I love his mane, how'd you braid it like that?


----------



## Mr.Majic&amp;Dollar (Mar 6, 2008)

I have leased many horses before but never owned one. My first horse that i owned is a Tennessee Walking Horse named Misters Makin' Majic...AKA Majic..He is 15.3 hands, 13 years old....owned him for 3 years.


----------



## ilovemyhorsies (Mar 9, 2008)

1st horse - amber, a little welshie.....i love her...still have her too coz i could never EVER let her go










2nd horse - goldy, i never was sure of his breed, but, i think he had a bit of brumby and a bit of welsh in him. he is about 30 now and is on free lease to a lady and her daughter (who is way lighter than me and shorter lol)

sorry....pics r on other comp so i will have to describe him

11.2 hands
palomino
silvery mane and tail....gone a bit more grey now though
little head and ears

personality

evil but sweet....he was the Houdini of ALL Houdini's! he could get out of anything....i remember once when he was about 25 he flew over a fence that was higher then him! the little terror!
he taught me a lot...he was also terrified of whips...you couldn't get on him with a stick, whip or even a bit of grass! the surefire way to get him out of a lazy amble was to get off and grab either a bit of grass or a stick....even if the grass was green and couldn't hurt a fly or if the stick was a 10 cm long twig! i really miss him but i know he has a pretty good home where he is staying now

3rd horse - vince, another little welshie, the darling i have now

i'll probably cry the day that i get too big for him (which could be soon  ). we have gone so far together and have so much further to discover....he is the one who has taught me the most...i owe almost all of it to him!


----------



## BarrelGurl405 (Mar 22, 2008)

my first pony was a little bay quarter pony, i loved him so much. he passed away when i was 8 years old but heres a picture of him.


----------



## go-g8td (Mar 25, 2008)

WranglerBlondie93. said:


> i wanna know what breed and colour and all that other stuff bout everyones first horse.












Her name was Misty. She was an Appy/QH cross. I got her when she was 3 and had her for 5 or 6 years. I miss her. She was excellent. Would go anywhere and do anything. I rode her winter, spring, summer and fall. That was 30 years ago.


----------



## Curly_Horse_CMT (Jun 8, 2008)

*First horse*

My first "horse" was a ex show Morgan gelding;I started riding him when I was six. Before that I had a shetland pony who I got when I was three.


----------



## kickshaw (May 7, 2008)

QH x TB cross gelding - - Justin (still have him)


----------



## RusticWildFire (Jul 6, 2008)

My Quarter Horse Scooter. I still have him


----------



## WildFeathers (Sep 2, 2007)

Wow, I was surprised by all the app/app crosses! On the first page at least. My first horse was a Thoroughbred gelding, pretty uncharacteristic for me, but Jesse was wonderful. He has passed away now:sad:.

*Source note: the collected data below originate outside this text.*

Issue #2210, opened 2024-05-13
malformed query can cause assertion failure at encoder.rs:234


rtmrtmrtmrtm:
If a client sends this DNS request to the hickory 0.24.0 DNS server:

  08 00 00 00 00 01 00 00 00 00 00 00 c0 00 00 00 00 00 00 00 00 00 00
  00 00 00 00 00 00 00 00 00 00 00 00 00 00 00 00 00 00 00 00 00 00 00
  00 00

i.e.:
  08 00 ID
  00 00 flags
  00 01 QDCOUNT
  00 00 ANCOUNT
  00 00 NSCOUNT
  00 00 ARCOUNT
  c0 00 QNAME
  00 00 QTYPE
  00 00 QCLASS

hickory-dns fails the 2nd assert here while building the reply message
(really while remembering names for pointers):

    pub fn slice_of(&self, start: usize, end: usize) -> &[u8] {
        assert!(start < self.offset);
        assert!(end <= self.buffer.len());
        &self.buffer.buffer()[start..end]
    }

The name is eight bytes long, but the current message size (after the
current offset of 12) is only six, because QueriesEmitAndCount::emit()
stored just the six bytes of the original encoded query:

        encoder.emit_vec(self.cached_serialized)?;

So the assert fails.

I've attached a demo program that assumes something like this is
already running:

  hickory-dns/target/debug/hickory-dns -d -c hickory-dns/tests/test-data/test_configs/example.toml -z hickory-dns/tests/test-data/test_configs/ -p 24141

[hickory1a.txt](https://github.com/hickory-dns/hickory-dns/files/15300523/hickory1a.txt)

djc:
Thanks for the report! Could you send your test case as a PR adding a unit test in `crates/proto/src/rr/serialize/encoder.rs`? Bonus points if you can also come up with a fix, but I can probably find some time to fix it myself. 👍

bluejekyll:
I'm working on a patch for this. Thanks for the test case, that helped me construct a unit test that can recreate the same issue. It's definitely related to using the original Query bytes during the encoding of the response.

PR #2352, opened 2024-08-11
fix the bad label compression from original query

bluejekyll:
fixes: #2210


crates/server/src/authority/message_request.rs
```diff
@@ -329,10 +329,10 @@ impl<'q> EmitAndCount for QueriesEmitAndCount<'q> {
         let original_offset = encoder.offset();
         encoder.emit_vec(self.cached_serialized)?;
         if !encoder.is_canonical_names() {
-            if let Some(query) = self.first_query {
+            if let Some(_query) = self.first_query {
```
djc, line 332: Maybe .is_some() instead?

djc (approved):

crates/server/src/authority/message_request.rs
bluejekyll: good call. fixed...

PR #2361, opened 2024-08-15
Fix stdout handling during hickory startup

### LINKED ISSUE #2345: DNS Test returns no logs from Hickory DNS instances upon instance termination
**Describe the bug**

I believe due to the [startup check](https://github.com/hickory-dns/hickory-dns/blob/90a4f99e5c0ee6c05b349fc6b4b24440e43b0b0d/conformance/packages/dns-test/src/resolver.rs#L135) for Hickory's log messages to determine when the server is started, subsequent attempts to obtain output from stdout fail.

**To Reproduce**

From my CNAME branch, [this assertion](https://github.com/marcus0x62/hickory-dns/blob/ecddeb12da3bd64b89cea19e234b3b188f54bc6b/tests/e2e-tests/src/recursor/cname/scenarios.rs#L550) fails; resolver.terminate().unwrap() yields Ok("")

**Expected behavior**
It should be possible to access logs from the Hickory resolver from a test case whilst using dns-test.

justahero:
During the startup sequence of hickory a specific output is expected. This startup sequence consumed the child's `stdout` instance.

The change does not take the stdout instance, but uses a reference to read the current output from. This means the output of hickory is also available in tests.

Closes #2345

### DIFF
--- a/conformance/packages/dns-test/src/container.rs
+++ b/conformance/packages/dns-test/src/container.rs
@@ -311,6 +311,13 @@ impl Child {
             .ok_or("could not retrieve child's stdout")?)
     }
 
+    /// Returns a reference to the child's stdout.
+    ///
+    /// This method will succeed multiple times.
+    pub fn stdout_ref(&mut self) -> Option<&mut ChildStdout> {
+        self.inner.as_mut().and_then(|child| child.stdout.as_mut())
+    }
+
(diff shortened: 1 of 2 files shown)


bluejekyll (approved):
LGTM

japaric (approved):

PR #2362, opened 2024-08-15
dns-test: add helper to pause and inspect a unit test's containers

japaric:
also make it possible to get the logs from a running process. this also makes it possible to check the logs of a resolver / nameserver when using the new `dns_test::inspect` API

### DIFF
--- a/conformance/packages/dns-test/src/lib.rs
+++ b/conformance/packages/dns-test/src/lib.rs
@@ -1,8 +1,11 @@
 //! A test framework for all things DNS
 
-use std::env;
+use std::io::{Read as _, Write as _};
+use std::{env, io};
 
+use client::Client;
 use lazy_static::lazy_static;
+use name_server::{NameServer, Running};
 
 pub use crate::container::Network;
 pub use crate::fqdn::FQDN;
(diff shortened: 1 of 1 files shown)


conformance/packages/dns-test/src/resolver.rs
```diff
@@ -130,24 +119,10 @@ impl ResolverSettings {
             container.cp(path, &contents)?;
         }
 
-        let mut child = container.spawn(implementation.cmd_args(config.role()))?;
-
-        // For HickoryDNS we need to wait until its start sequence finished. Only then the server is able
```
japaric, line 135: @justahero I didn't see any test that required this startup wait so I removed it

was this added for some macOS specific issue?

it does seem inconsistent to only do this when using hickory because all the other DNS implementations are prone to the same problem  ...

justahero: This logic might have been added because of the `terminate_x_works` tests inside the same file, where the `terminate` call immediately follows after the `Resolver` has started. I think the issue was that the `hickory-dns` created a pid file before the start sequence was fully executed (reaching [this line](https://github.com/hickory-dns/hickory-dns/blob/main/bin/src/hickory-dns.rs#L578)), maybe causing an issue during shut down. The previous logic might have been sufficient.

> it does seem inconsistent to only do this when using hickory because all the other DNS implementations are prone to the same problem ...

Sure, these implementation manage their pid file.

If that logic is unnecessary the better, the logs then contain the full start sequence output, similar to `unbound` & `bind` I guess.

conformance/packages/dns-test/src/name_server.rs
```diff
@@ -350,37 +350,27 @@ impl NameServer<Running> {
...
-        // will still get some logs so we'll ignore the fact that it fails to shut down ...
-        let is_hickory = matches!(self.implementation, Implementation::Hickory(_));
-        if !is_hickory && !output.status.success() {
-            return Err(
-                format!("could not terminate the `{}` process", self.implementation).into(),
-            );
+    /// Returns the logs collected so far
+    pub fn logs(&self) -> Result<String> {
+        if self.implementation.is_hickory() {
+            self.stdout()
```
justahero, line 360: Could you provide some context here? I'm not sure I understand the conditional. Would `unbound` & `bind` not also write to `stdout`? The previous logic used an `assert` to check `stderr` was empty.

japaric: unbound and BIND print their logs to stderr, which is the recommended practice. hickory-dns prints its logs to stdout.

the previous logic was using stdout for all implementations because we were checking the stdout of e.g. `docker exec hickory-dns` and docker merges the stdout and stderr of the container process and outputs the combined stream to stdout on the host side. IOW, we were unable to distinguish the container process' stdout from its stderr in the previous implementation but we now can.

bluejekyll: > which is the recommended practice

Is this UNIX? Or DNS best practice to use stderr? If it’s UNIX let’s file an issue to fix that.

japaric: I'd say it's a UNIX guideline: errors / warnings / diagnostics / logs go to stderr; output that's meant to be piped between processes goes to stdout.

hickory is a daemon / server so I guess there's more leeway compared to command line tools ... still I think it would be good to align hickory with the other DNS servers

japaric:
I have split this PR in two to ease review. this one is about adding an `inspect` API. the changes to how logs are collected is now in PR #2377

PR #2368, opened 2024-08-21
Fix panic in NSEC3 hash function

marcus0x62:
It is possible to trigger a panic in the NSEC3 hash function by passing a long (> 255 character) input name. This PR propagates the error back to the caller to handle properly.


djc (approved):
Great, thanks!

(Not sure what is going on with GitHub Actions...)

PR #2531, opened 2024-10-26
Recursor CNAME resource limit improvements

marcus0x62:
Introduce an overall CNAME record lookup limit in the recursor to guard against memory exhaustion. (Currently based off of the recursor_recursion_improvements branch.)

### DIFF
--- a/crates/recursor/src/recursor.rs
+++ b/crates/recursor/src/recursor.rs
@@ -5,7 +5,11 @@
 // https://opensource.org/licenses/MIT>, at your option. This file may not be
 // copied, modified, or distributed except according to those terms.
 
-use std::{collections::HashSet, sync::Arc, time::Instant};
+use std::{
+    collections::HashSet,
+    sync::{atomic::AtomicU8, Arc},
+    time::Instant,
+};
 
 use ipnet::IpNet;
 
@@ -353,7 +357,13 @@ impl Recursor {
         match &self.mode {
             RecursorMode::NonValidating { handle } => {
                 handle
-                    .resolve(query, request_time, query_has_dnssec_ok, 0)
+                    .resolve(
+                        query,
+                        request_time,
+                        query_has_dnssec_ok,
+                        0,
+                        Arc::new(AtomicU8::new(0)),
+                    )
                     .await
             }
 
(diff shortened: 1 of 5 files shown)


crates/recursor/src/error.rs
```diff
@@ -142,6 +143,29 @@ impl Error {
         )
         .into())
     }
+
+    /// Return an error if more than max CNAME records have been resolved in a CNAME chain.
+    pub fn cname_exceeded(
+        cname_limit: Arc<Mutex<u8>>,
```
djc, line 149: Do we need to expose the `Mutex` (particularly from a dependency) in the public API? Why?

marcus0x62: This was only called from one location (and I don't think that will change) so I inlined it.

crates/recursor/src/recursor_dns_handle.rs
```diff
@@ -277,19 +285,43 @@ impl RecursorDnsHandle {
...
 
+            // Block to drop the mutex guard after checking against MAX_CNAME_LOOKUPS
+            {
+                let mut count = cname_limit.lock();
+                *count += 1;
+
+                if *count > MAX_CNAME_LOOKUPS {
+                    warn!("cname limit exceeded for query {query}");
+                    return Err(ErrorKind::Proto(
+                        ProtoErrorKind::NotAllRecordsWritten {
```
bluejekyll, line 304: Should we use a new error type for this?

marcus0x62: I added a MaxRecordLimitExceeded type for this.

crates/recursor/src/recursor.rs
```diff
@@ -484,14 +491,16 @@ enum RecursorMode {
...
-    use std::time::Instant;
+    use std::{sync::Arc, time::Instant};
 
     use futures_util::{
         future,
         stream::{self, BoxStream},
         StreamExt as _, TryFutureExt as _,
     };
 
+    use parking_lot::Mutex;
```
djc, line 502: Ohh, sorry for not catching this sooner, but I think the sensible thing to do here is to use an `AtomicU8` (probably wrapped in `Arc`?) instead of `Mutex<u8>`, which should be a lot faster and more compact. I think we can probably use `Ordering::Relaxed` for this.

djc (approved):

PR #2534, opened 2024-10-29
Start cleaning up DNSSEC API

djc:
As part of integrating support for aws-lc-rs (as a ring alternative) and untangling the dependency on OpenSSL in ring signing tests, I've started cleaning up the `KeyPair` API. As a starting point, I've moved all the API that was actually only dependent on the public key to the `PublicKey` trait, which seems like a more obvious way to expose the API.

It seems like the abstraction originally tried to leverage openssl traits like `HasPublic` and `Private`, but (a) it makes very little sense to have a `KeyPair` type that does not have access to the private key and (b) we would definitely prefer for the high-level API not to depend on OpenSSL.


marcus0x62 (approved):
Looks good!

PR #2538, opened 2024-10-29
CI: Remove continue-on-error from steps

divergentdave:
I noticed that there's currently a clippy warning on main, and CI is still passing because of a `continue-on-error: true` setting on the relevant step. This PR removes those lines, and adds `if: success() || failure()` to all subsequent steps. (This overrides the default of `if: success()`) This achieves the same goal of not short-circuiting, and running as many checks as possible even if one fails, without accidentally ignoring earlier failures.

The downside of this approach is that these later commands with `success() || failure()` conditions will still run even if, for example, checking out the code or installing dependencies fails. This would create some extra error messages that would be confusing, but fixing that would require adding IDs to steps and writing more complicated conditions, and I don't think that would be worth it.

### DIFF
--- a/.github/workflows/test.yml
+++ b/.github/workflows/test.yml
@@ -48,9 +48,9 @@ jobs:
 
       - name: just all-features
         run: just all-features
-        continue-on-error: true
 
       - name: just test-docs
+        if: ${{ !cancelled() }}
         run: just test-docs
 
   ## Measure test coverage, only on linux.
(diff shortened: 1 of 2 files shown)


djc (approved):
Thanks! I noticed in other projects that we can also use `always()` which is a bit more concise. Maybe use that instead?

divergentdave:
I went with this to avoid making the step uncancellable, but it looks like [`${{ !cancelled() }}`](https://docs.github.com/en/actions/writing-workflows/choosing-what-your-workflow-does/evaluate-expressions-in-workflows-and-actions#always) is the idiomatic way to do so (and equivalent to `success() || failure()` IIUC).

Issue #2539, opened 2024-10-29
`tx_id_validation_test` is flaky


divergentdave:
The `tx_id_validation_test` e2e-test has been flaking in CI, but I haven't been able to reproduce it locally. See https://github.com/hickory-dns/hickory-dns/pull/2388#issuecomment-2444731388 for the initial occurrence and #2536 for the additional logging, and https://github.com/hickory-dns/hickory-dns/actions/runs/11584003127/job/32250291256 for another occurrence, with more information.

I have a hypothesis that we have a race between timeouts here. The recursor logs show that about five seconds elapsed between when it dropped the response message with the wrong transaction ID, and when it sent a response. `dig`'s default timeout is five seconds, and the command run in the client did not change this.

marcus0x62:
That sounds plausible. I think the default retry timer for dig is probably making this even more difficult to reproduce.  I added support for setting the dig timeout in #2540, but in testing I had to set the timeout all the way down to 1 second to reliably get the test to fail.

marcus0x62:
I don't think there have been any test failures since making the timeout change.  @divergentdave ?

divergentdave:
I haven't seen any either, that fix is probably sufficient.

I'm still a little confused by how `dig`'s timeout and retry is working. It seems like `dig` might have a blind spot between timing out one request and resending a retry, possibly? Based on the recursor logs, the retried requests from `dig` share the same transaction ID, and responses are being sent back to the client after five seconds. My naive guess was that a late response to an earlier attempt would satisfy a retried query, but clearly that wasn't happening consistently. At any rate, putting a good amount of distance between Hickory and `dig` timeouts should make the test reliable. If we have similar issues in the future, we can start dumping packets with `tshark` and more logging from `dig` to diagnose further.

PR #2540, opened 2024-10-30
Conformance dig timeout

marcus0x62:
Add support for setting the dig timeout option in the conformance test suite. See issue #2539


tests/e2e-tests/src/recursor/security/scenarios.rs
```diff
@@ -40,7 +40,8 @@ fn tx_id_validation_test() -> Result<()> {
     let _leaf_ns = leaf_ns.start()?;
 
     thread::sleep(Duration::from_secs(2));
-    let a_settings = *DigSettings::default().recurse().authentic_data();
+
+    let a_settings = *DigSettings::default().recurse().timeout(7);
```
djc, line 44: This removes the `authentic_data()` call. Is that intentional? If so, maybe in a different commit?

djc (approved):

PR #2541, opened 2024-10-30
Clarify `KeyPair` type

djc:
Continue from #2534.


bluejekyll:
This looks like it cleans things up. I guess my concern is that we might lose some of the goal of this type that was meant to ensure the private and public components aren't confused. That said, it's clear from reviewing this that there wasn't a lot of value in that. Thanks for cleaning this up, @djc.

bluejekyll (approved):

We have 11 horses total and both of mine are Appaloosas-
<---Velvet
and Cowgirl, she's new!


----------



## Gingerrrrr (Feb 12, 2008)

8 year old (now 9 or 10) QH/Appy possibly some welshy


----------



## Dave (Nov 4, 2007)

*first horse*

Well i was 3 when Dad bought me tony a 1 eyed paint pony who had worked in the deep coal mines of weastern pa. all his life. he taught me both love and patience. i had him till he passed when i was 10. ill never 4 get tony . since then there have been many , some great some well really not nice but have been a great part of my life with horses. All of them teach me new things daily.


----------



## PoptartShop (Jul 25, 2010)

A qh buckskin Lexi!  She was about 6 when I got her.


----------



## ohmyitschelle (Aug 23, 2008)

My first pony I am still lucky to own... Bailey was from a rescue center, and I adopted her when I was 16, and she was a month off of being 5. It's been 6yrs next month that I've owned her and shes a 10yr old mahogany bay Standardbred mare, who's 14.2hh in height... I'm too big to ride her constantly so she has a rider, who I may be leasing her to. I've selfishly kept her for the last few years cos she's my baby


----------



## irisheyes12 (May 19, 2008)

Black and White APHA Tobiano filly (avatar). Sold her at 5 months and bought a gelding


----------



## Pauliana (Oct 11, 2007)

*What was your first horse?*

My first horse was a 10 year old shetland pony. He was onery, he bit, he kicked, and he would try to buck me off every time I rode him. I miss the good ole days.:lol:


----------



## nldiaz66 (Jul 27, 2008)

My first horse is a 15.3hh Paint QH, Koda. He likes my husband better then me,:???: I think he is just a "mans" horse. I just got my second horse which is a 14.3hh bay arabian,Phoroah. he is a sweet boy Just trying to let me settle in before we go for a ride.


----------



## irisheyes12 (May 19, 2008)

nldiaz66 said:


> My first horse is a 15.3hh Paint QH, Koda.......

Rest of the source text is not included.